# [Required work]
All entries below are to be set down again, identical to the source.

# [Recorded information]
PR #566, opened 2026-03-19
Make nulled endpoints point to base console uri

1rneh:
- Retrieves the console base URI from `ConsoleClient` instead of reading it directly from preferences.
- Sets `browser.ipProtection.guardian.endpoint` and `identity.fxaccounts.remote.root` to console base URI
- Restores URI validation checks in `FxAccountsConfig` that were previously bypassed since `identity.fxaccounts.remote.root` was an empty string.


browser/components/enterprise/EnterpriseEndpoints.sys.mjs
```diff
@@ -23,27 +35,26 @@ const ENDPOINT_PREFS = [
...
-    for (const { pref, path } of ENDPOINT_PREFS) {
-      const url = new URL(path, baseURL).href;
+
+    for (const { pref, path } of RELATIVE_CONSOLE_ENDPOINT_PREFS) {
+      const url = new URL(path, consoleBaseURI).href;
       defaultBranch.setStringPref(pref, url);
     }
+
+    for (const pref of BASE_CONSOLE_URI_PREFS) {
+      defaultBranch.setStringPref(pref, consoleBaseURI);
```
gcp: `consoleBaseURI.href` to match the code above (to get a string instead of relying on the implicit conversion).

gcp (approved):

browser/components/enterprise/tests/browser/browser_enterprise_endpoints.js
```diff
@@ -0,0 +1,48 @@
...
+   http://creativecommons.org/publicdomain/zero/1.0/ */
+
+"use strict";
+
+const { ConsoleClient, PREFS } = ChromeUtils.importESModule(
+  "resource:///modules/enterprise/ConsoleClient.sys.mjs"
+);
+const {
+  RELATIVE_CONSOLE_ENDPOINT_PREFS,
+  BASE_CONSOLE_URI_PREFS,
```
gcp, line 11: The test is sort of duplicating the code it's testing, which makes me think it's probably not great for catching mistakes.

Would it make sense to make a list of prefs with `mozilla.org` and error if it shows up somewhere else?

That also prevents upstream merges from accidentally introducing dependencies on our servers.

gcp (approved):

browser/components/enterprise/tests/browser/browser_enterprise_endpoints.js
1rneh: Follow-up bug: [2024702](https://bugzilla.mozilla.org/show_bug.cgi?id=2024702)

# [Exercise result]
PR #566, opened 2026-03-19
Make nulled endpoints point to base console uri

1rneh:
- Retrieves the console base URI from `ConsoleClient` instead of reading it directly from preferences.
- Sets `browser.ipProtection.guardian.endpoint` and `identity.fxaccounts.remote.root` to console base URI
- Restores URI validation checks in `FxAccountsConfig` that were previously bypassed since `identity.fxaccounts.remote.root` was an empty string.


browser/components/enterprise/EnterpriseEndpoints.sys.mjs
```diff
@@ -23,27 +35,26 @@ const ENDPOINT_PREFS = [
...
-    for (const { pref, path } of ENDPOINT_PREFS) {
-      const url = new URL(path, baseURL).href;
+
+    for (const { pref, path } of RELATIVE_CONSOLE_ENDPOINT_PREFS) {
+      const url = new URL(path, consoleBaseURI).href;
       defaultBranch.setStringPref(pref, url);
     }
+
+    for (const pref of BASE_CONSOLE_URI_PREFS) {
+      defaultBranch.setStringPref(pref, consoleBaseURI);
```
gcp: `consoleBaseURI.href` to match the code above (to get a string instead of relying on the implicit conversion).

gcp (approved):

browser/components/enterprise/tests/browser/browser_enterprise_endpoints.js
```diff
@@ -0,0 +1,48 @@
...
+   http://creativecommons.org/publicdomain/zero/1.0/ */
+
+"use strict";
+
+const { ConsoleClient, PREFS } = ChromeUtils.importESModule(
+  "resource:///modules/enterprise/ConsoleClient.sys.mjs"
+);
+const {
+  RELATIVE_CONSOLE_ENDPOINT_PREFS,
+  BASE_CONSOLE_URI_PREFS,
```
gcp, line 11: The test is sort of duplicating the code it's testing, which makes me think it's probably not great for catching mistakes.

Would it make sense to make a list of prefs with `mozilla.org` and error if it shows up somewhere else?

That also prevents upstream merges from accidentally introducing dependencies on our servers.

gcp (approved):

browser/components/enterprise/tests/browser/browser_enterprise_endpoints.js
1rneh: Follow-up bug: [2024702](https://bugzilla.mozilla.org/show_bug.cgi?id=2024702)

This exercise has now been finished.